* WHAT YOU SHOULD DO: Only the lines holding the string "affiliation" are needed; copy each of them from the data.

Collected data entries
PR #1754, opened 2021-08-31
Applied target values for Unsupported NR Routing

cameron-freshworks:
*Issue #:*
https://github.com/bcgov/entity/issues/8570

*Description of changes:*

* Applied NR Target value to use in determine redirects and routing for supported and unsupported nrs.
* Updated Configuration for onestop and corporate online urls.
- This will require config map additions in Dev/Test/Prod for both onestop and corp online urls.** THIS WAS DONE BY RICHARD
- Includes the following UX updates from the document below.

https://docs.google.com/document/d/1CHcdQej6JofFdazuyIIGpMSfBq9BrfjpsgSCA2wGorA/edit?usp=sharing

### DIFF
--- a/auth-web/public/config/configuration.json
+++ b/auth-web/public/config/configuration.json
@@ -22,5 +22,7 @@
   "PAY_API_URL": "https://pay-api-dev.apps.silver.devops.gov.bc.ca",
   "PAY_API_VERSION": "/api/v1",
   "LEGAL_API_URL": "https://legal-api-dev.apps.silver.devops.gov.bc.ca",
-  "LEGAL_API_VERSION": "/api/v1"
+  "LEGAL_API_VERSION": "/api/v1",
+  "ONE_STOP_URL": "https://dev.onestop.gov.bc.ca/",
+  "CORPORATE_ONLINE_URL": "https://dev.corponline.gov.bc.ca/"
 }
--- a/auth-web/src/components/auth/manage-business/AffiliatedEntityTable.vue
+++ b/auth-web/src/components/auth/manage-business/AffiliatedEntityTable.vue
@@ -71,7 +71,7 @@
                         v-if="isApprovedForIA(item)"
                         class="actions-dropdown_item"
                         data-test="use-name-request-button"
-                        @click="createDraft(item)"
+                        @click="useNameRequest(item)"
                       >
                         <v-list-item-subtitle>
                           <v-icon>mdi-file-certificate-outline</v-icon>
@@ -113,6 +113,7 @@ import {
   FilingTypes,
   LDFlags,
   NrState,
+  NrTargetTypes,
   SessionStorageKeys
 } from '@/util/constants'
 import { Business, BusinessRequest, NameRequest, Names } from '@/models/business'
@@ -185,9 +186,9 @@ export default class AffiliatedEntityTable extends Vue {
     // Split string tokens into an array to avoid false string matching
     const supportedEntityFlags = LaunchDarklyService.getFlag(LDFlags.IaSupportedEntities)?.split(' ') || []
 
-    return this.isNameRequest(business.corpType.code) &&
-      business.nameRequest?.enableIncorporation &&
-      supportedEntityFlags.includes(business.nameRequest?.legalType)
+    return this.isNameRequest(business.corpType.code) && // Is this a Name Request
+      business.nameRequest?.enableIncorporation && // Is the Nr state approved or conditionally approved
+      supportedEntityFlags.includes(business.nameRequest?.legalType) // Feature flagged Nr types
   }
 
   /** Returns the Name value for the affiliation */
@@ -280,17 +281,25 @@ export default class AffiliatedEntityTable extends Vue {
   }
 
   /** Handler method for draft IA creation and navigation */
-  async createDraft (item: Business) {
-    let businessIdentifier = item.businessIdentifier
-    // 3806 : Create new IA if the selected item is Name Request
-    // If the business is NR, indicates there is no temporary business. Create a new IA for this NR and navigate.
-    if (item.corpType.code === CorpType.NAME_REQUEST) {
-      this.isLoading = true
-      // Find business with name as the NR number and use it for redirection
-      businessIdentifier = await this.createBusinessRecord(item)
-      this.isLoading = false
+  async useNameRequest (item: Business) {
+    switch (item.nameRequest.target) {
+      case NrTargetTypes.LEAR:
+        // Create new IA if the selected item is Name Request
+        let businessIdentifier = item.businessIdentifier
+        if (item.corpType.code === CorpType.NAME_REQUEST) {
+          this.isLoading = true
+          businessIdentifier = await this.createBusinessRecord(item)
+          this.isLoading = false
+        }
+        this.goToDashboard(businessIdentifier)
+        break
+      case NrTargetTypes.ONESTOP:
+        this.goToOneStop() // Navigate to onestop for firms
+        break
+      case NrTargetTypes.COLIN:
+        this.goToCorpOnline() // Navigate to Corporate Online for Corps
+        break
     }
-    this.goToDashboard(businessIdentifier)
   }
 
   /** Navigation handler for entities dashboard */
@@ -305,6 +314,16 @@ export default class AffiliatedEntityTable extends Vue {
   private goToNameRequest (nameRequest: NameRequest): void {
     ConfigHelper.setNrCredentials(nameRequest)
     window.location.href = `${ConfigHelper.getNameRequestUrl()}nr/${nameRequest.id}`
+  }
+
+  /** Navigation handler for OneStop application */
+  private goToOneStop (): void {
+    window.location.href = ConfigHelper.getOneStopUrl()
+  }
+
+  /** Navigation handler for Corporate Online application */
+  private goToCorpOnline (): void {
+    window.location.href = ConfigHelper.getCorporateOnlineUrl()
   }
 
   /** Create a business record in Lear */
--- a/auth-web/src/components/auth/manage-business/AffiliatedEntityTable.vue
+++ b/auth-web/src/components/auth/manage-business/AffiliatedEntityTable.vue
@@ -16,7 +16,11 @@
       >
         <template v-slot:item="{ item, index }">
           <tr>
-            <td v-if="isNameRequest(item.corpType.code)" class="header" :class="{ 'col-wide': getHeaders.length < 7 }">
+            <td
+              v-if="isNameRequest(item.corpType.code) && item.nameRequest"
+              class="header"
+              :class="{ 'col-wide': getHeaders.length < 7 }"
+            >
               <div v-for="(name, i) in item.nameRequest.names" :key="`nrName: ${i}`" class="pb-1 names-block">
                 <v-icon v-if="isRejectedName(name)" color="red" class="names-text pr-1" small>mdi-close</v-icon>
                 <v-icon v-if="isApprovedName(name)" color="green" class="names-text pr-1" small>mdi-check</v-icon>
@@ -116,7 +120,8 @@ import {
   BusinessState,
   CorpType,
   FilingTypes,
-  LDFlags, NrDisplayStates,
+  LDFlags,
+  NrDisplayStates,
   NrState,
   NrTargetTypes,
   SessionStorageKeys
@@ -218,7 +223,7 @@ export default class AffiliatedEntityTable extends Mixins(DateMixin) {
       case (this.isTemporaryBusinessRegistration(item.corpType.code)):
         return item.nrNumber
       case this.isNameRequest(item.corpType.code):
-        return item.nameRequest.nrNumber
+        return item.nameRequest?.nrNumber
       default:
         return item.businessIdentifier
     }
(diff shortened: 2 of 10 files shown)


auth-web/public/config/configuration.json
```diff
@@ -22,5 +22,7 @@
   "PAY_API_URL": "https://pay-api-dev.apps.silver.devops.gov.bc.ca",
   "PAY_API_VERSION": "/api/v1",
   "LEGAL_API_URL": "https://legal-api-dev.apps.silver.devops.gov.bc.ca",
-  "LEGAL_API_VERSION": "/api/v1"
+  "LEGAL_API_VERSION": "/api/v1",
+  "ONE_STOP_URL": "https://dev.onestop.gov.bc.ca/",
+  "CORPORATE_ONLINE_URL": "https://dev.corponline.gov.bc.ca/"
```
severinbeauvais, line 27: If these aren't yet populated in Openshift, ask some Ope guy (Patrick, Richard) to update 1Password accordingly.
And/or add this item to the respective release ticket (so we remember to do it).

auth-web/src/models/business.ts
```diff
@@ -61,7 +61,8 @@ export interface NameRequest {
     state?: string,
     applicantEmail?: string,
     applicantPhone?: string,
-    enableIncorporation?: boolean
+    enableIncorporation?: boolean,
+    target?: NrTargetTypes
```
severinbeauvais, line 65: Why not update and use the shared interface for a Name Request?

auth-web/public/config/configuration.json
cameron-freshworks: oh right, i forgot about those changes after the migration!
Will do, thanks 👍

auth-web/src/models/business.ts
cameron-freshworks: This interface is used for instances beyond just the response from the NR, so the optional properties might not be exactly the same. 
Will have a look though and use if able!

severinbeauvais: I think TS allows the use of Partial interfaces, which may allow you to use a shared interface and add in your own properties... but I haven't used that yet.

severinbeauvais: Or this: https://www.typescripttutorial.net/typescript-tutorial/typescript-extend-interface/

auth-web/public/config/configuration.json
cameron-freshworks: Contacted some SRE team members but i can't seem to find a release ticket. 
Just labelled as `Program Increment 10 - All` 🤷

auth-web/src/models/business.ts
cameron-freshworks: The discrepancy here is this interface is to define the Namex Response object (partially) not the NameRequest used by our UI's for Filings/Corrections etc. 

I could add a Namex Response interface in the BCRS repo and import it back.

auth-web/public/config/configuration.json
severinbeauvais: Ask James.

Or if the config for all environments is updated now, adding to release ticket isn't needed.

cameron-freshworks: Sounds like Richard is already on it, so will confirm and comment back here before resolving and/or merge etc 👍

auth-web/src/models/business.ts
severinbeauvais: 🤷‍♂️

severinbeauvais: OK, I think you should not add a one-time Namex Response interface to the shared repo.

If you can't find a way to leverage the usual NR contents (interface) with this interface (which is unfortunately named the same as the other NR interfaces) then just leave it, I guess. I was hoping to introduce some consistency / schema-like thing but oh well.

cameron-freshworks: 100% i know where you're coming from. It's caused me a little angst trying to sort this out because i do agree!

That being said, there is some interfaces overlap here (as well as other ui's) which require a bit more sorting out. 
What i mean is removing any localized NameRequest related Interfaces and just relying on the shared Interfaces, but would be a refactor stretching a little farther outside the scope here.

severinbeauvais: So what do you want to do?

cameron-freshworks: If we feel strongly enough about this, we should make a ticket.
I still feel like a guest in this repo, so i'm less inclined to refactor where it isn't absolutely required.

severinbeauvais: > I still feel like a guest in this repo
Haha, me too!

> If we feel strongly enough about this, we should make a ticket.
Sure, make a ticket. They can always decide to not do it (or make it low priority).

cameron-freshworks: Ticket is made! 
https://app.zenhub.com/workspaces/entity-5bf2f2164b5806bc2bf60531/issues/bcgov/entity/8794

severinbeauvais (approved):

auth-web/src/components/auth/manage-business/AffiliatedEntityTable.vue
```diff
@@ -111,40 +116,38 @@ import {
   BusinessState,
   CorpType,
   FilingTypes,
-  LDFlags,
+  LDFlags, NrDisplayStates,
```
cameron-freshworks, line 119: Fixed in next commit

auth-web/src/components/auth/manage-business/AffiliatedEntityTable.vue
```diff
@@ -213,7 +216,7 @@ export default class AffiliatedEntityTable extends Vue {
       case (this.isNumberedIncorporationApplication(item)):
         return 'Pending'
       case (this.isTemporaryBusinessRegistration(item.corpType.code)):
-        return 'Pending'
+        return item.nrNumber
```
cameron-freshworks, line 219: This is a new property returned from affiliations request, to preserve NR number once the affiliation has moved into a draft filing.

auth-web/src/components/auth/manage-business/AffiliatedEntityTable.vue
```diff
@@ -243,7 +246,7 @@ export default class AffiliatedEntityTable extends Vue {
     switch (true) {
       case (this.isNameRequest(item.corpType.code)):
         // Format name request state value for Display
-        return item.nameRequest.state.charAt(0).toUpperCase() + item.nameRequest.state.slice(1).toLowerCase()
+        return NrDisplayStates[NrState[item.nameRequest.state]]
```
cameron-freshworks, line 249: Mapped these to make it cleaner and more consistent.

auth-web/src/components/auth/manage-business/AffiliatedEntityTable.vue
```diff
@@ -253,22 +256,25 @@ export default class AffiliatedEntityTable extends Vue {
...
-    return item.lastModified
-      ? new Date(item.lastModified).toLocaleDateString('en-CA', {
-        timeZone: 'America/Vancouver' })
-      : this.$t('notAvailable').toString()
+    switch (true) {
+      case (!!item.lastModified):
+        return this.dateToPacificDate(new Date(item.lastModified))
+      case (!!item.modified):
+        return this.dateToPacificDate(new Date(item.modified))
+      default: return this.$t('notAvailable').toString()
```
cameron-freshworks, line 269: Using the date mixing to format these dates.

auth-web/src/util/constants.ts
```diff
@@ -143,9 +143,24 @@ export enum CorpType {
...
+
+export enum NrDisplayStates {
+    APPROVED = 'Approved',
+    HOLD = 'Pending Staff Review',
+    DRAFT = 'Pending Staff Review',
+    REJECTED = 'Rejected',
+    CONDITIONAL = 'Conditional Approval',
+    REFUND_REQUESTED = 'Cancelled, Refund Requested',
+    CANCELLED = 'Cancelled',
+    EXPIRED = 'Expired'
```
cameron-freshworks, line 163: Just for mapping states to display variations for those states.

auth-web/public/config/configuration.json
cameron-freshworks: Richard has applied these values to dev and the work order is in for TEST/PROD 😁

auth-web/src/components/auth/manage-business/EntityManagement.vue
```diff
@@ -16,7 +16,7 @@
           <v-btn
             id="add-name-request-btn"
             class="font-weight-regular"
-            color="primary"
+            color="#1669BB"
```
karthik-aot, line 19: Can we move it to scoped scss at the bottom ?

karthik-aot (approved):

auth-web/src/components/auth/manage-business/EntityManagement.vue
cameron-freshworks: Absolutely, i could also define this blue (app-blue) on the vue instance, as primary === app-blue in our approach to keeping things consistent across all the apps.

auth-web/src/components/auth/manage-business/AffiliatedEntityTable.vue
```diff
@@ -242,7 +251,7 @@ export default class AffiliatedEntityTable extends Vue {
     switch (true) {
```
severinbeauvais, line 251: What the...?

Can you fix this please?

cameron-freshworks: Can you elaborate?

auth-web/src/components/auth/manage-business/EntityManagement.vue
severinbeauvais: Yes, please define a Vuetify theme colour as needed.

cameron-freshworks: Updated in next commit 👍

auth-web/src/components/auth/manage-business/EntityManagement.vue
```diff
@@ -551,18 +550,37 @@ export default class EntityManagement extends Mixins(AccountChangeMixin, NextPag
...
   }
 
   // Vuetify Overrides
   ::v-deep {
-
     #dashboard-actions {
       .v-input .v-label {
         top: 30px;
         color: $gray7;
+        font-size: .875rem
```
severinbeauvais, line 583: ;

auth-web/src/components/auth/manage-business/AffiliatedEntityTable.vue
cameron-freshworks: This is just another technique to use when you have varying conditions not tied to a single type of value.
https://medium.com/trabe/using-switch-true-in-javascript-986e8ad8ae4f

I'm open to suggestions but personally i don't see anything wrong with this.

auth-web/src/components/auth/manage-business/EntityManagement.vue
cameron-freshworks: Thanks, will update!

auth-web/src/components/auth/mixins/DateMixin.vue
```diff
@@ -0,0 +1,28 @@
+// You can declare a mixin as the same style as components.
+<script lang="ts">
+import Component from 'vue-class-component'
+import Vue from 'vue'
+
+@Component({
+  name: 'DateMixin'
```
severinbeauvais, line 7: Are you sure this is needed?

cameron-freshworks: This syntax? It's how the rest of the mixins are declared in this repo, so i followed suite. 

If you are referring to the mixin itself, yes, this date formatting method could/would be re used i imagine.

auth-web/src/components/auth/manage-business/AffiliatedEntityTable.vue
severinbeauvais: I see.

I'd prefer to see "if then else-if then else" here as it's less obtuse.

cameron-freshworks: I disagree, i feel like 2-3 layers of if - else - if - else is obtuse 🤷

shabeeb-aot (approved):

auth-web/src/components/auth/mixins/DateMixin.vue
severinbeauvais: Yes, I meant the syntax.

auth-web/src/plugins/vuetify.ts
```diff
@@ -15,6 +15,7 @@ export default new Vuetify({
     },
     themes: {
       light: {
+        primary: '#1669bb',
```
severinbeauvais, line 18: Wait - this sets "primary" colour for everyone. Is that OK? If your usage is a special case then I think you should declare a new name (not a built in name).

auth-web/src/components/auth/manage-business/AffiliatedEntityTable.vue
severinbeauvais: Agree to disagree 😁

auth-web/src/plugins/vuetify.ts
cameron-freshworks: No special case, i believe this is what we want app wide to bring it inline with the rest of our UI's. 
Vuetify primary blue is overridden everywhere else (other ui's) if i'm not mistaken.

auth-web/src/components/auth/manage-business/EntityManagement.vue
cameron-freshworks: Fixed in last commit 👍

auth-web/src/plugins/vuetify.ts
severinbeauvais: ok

* PROBLEM SOLUTION:
   /** Returns the Name value for the affiliation */
cameron-freshworks, line 219: This is a new property returned from affiliations request, to preserve NR number once the affiliation has moved into a draft filing.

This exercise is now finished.